Dude if that were the case then shame on you and shame on your "expert" pal. What sort of keeper would actually buy something like that from a reptile shop without reporting this to the authorities? The simple fact is that in buying that animal, then you are effectively promoting the keeping of sick animals and giving the said seller justification to do the same thing a second time. Mark isnt a cham expert, though I'm sure if a real cham expert walked into that shop and highlighted the issues you mentioned such as dehydration, abceses etc, then knowing Mark, Tony and Peter as well as I do then I can tell you they are the sort of folk who would be straight over to the vet to sort it out.

I cant beleive you didnt say anything, and unless these things are highlighted then how the heck are people not as experienced as the average expert ever expected to LEARN??? 





> Not really bothered what you think - uve never bin there so don't know.
> I'm just testing the water before I go to the correct people.


Well plenty of people here appear to be bothered about what you think. By "testing the water" you have effectively seen these terribly serious offences, know lots of other people who share your opinion, yet neither you, nor any of those have had the sense to do anything about it, which in my opinion is far more irresponsible, especially when this has been allowed to continue when you could have done something to prevent it.




jackedarby said:


> There are more complaints than you realise mate. I think there are far more disgruntled cusomers than satisfied ones and don't tell me to grow up because this involves reptiles and reptiles are important!


So where do all these complaints come from then? How would you know this to be true unless you did a large survey of at least 50 people, assuming you actually know 50 people that keep reptiles which is highly unlikely unless you are Jeff Corwins PA or are a herpetologist then the chances are slim.

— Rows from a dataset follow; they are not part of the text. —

PR #893, opened 2025-12-12
Move the simple driver into a tests namespace and remove its ability to be built into a nuget package

RichardIrons-neo4j:
There will be a change to the build pipeline coming shortly.

Closes DRIVERS-88.


AndyHeap-NeoTech (approved):
Looks good to go.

I think whoever told you to grow up was well within their rights to do so. Yes reptiles are "important", but so are peoples reputations and effectively by making a conscious effort to damage that then you really should take a good loook at yourself and.... well.... GROW UP



jackedarby said:


> There are more complaints than you realise mate. I think there are far more disgruntled cusomers than satisfied ones and don't tell me to grow up because this involves reptiles and reptiles are important!


If there are so many "disgruntled" customers, then how come they still are licensed to sell animals? How come the authorities havent been in there and closed it down?

And how the heck would you know all these unahppy people? If you honestly do then why on earth would you come in here to "survey" the "issue" instead of taking appropriate action and having this nipped in the bud? Whining about it instead of taking effective action seems very irresponsible to me !!! 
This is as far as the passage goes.